Lieber Hausarzt als Chirurg

Nach dem Studium arbeitete Brunner längere Zeit in der Insel in Bern auf dem Notfall. Die Erfahrungen, die er dort machte, seien ihm in den Anfangszeiten als Hausarzt nützlich gewesen. Ihm sei früh klar geworden, dass er kein Chirurg werden wollte, er sei ein Ausdauersportler, liebe Bewegung und ertrage jede Art von Einengung schlecht. Als Hausarzt habe er eine grosse Verantwortung, gleichzeitig mehr Freiheiten, als die Spezialisten. «Freiheiten gehabt, muss ich hier sagen, denn wir stehen mitten in einem starken Wandel.» Die Vorschriften und Regelungen und der damit verbundene administrative Aufwand nähmen laufend zu, er könne die jungen Ärzte verstehen, die unter diesen Umständen nicht den Mut aufbrächten, eine eigene Praxis zu eröffnen. Sie suchten sich einen Platz in einer Gemeinschaftspraxis, wo das finanzielle Risiko, der Notfalldienst und viele andere Dinge breit abgestützt seien. 


Patienten miteinbeziehen

Er habe gute Zeiten erlebt, machte Hausbesuche mit dem Velo, begleitete Geburten, behandelte Kinder, Erwachsene und Spitzensportler. Dabei half ihm die soziale Ader, die er von seinen Eltern mit auf den Weg bekam, alle Patientinnen und Patienten mit derselben Empathie zu behandeln. «Bei den Erwachsenen macht das Gespräch siebzig Prozent der Diagnose aus.» Wenn das Vertrauen da ist, seien die Untersuchungen in der Regel dazu da, Eventualitäten auszuschliessen, im Idealfall könne er dann die Patienten beim Entscheid über ihre Behandlung einbeziehen, die Verantwortung teilen. Bei der Behandlung von Kindern sei dies natürlich nicht möglich, hier trage der Arzt die volle Verantwortung und müsse die Eltern für die Behandlung gewinnen. 
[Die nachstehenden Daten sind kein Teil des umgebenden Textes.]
PR #1133, opened 2020-03-17
make pawn mask code slightly less disruptive

tkondrashov:
kPawnMask sitting in board.cc forces us to write just two of this list of functions in board.cc when the rest of them are in board.h, and it seems like that constant should belong to ChessBoard anyway, since en passant bits in the mask are part of the information requires to understand the contents of the class. Declaring the constant in board.h lets us have a clean block for all of the methods that return these bitboards.

### DIFF
--- a/src/chess/board.cc
+++ b/src/chess/board.cc
@@ -49,6 +49,8 @@ const char* ChessBoard::kStartposFen =
 
 const ChessBoard ChessBoard::kStartposBoard(ChessBoard::kStartposFen);
 
+const BitBoard ChessBoard::kPawnMask = 0x00FFFFFFFFFFFF00ULL;
+
 void ChessBoard::Clear() {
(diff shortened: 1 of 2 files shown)


src/chess/board.cc
```diff
@@ -427,10 +427,6 @@ void InitializeMagicBitboards() {
                     kBishopDirections);
 }
 
-BitBoard ChessBoard::pawns() const { return pawns_ & kPawnMask; }
-
-BitBoard ChessBoard::en_passant() const { return pawns_ - pawns(); }
```
tkondrashov: `pawns_ & ~(pawns_ & kPawnMask)` is the same as `pawns_ & (~pawns_ | ~kPawnMask)`, and ~pawns never does anything. simplified to `pawns_ & ~kPawnMask`, or `pawns_ - kPawnMask`

PR #1135, opened 2020-03-21
Make lc0 output v5 training data.

Tilps:


Tilps:
Note that while writer has been updated to support writing v5 data for FRC nets, selfplay game hasn't yet routed the input fromat from the net to the request to get v5 data.

src/neural/writer.h
```diff
@@ -35,8 +35,9 @@ namespace lczero {
 
 #pragma pack(push, 1)
 
-struct V4TrainingData {
+struct V5TrainingData {
   uint32_t version;
+  uint32_t input_format;
```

Armin Brunner war bis letzte Saison während 25 Jahren auch Sportarzt der SCL Tigers. «Das ist nochmals eine ganz andere Dimension.» Vor der Saison untersuche er gesunde Menschen, nach jedem Spiel die verletzten Spieler. «Da bleibt einem keine Zeit.» Er könne einem Spitzensportler nicht sagen, er solle den Arm drei Tage schonen, dann würde sich zeigen, wie schwer die Verletzung sei. «Ich muss sofort eine Entscheidung fällen.»


«Wunderbare Botschaft erleben»

Brunner hat in Langnau die Tradition des Sternsingens neu belebt und das Ausstellen von Krippen im Dorf Langnau angeregt. «Im Kanton Graubünden herrscht seit langem ein religiöser Frieden. Das hat mich in meiner Kindheit geprägt.» Die Weihnachtsgeschichte sei eine wunderbare Botschaft. «Die Kinder können diese Botschaft beim Sternsingen erleben, und die Erwachsenen erleben ähnliche Eindrücke beim Betrachten der Krippen.»

Armin Brunner schliesst seine eigene Praxis Ende Monat. Seine Patientinnen und Patienten dürfe er in jüngere Hände übergeben, sagt er am Schluss des Gesprächs. «Darüber bin ich froh, denn das ist bei dem Mangel an Hausärztinnen und Hausärzten keine Selbstverständlichkeit.»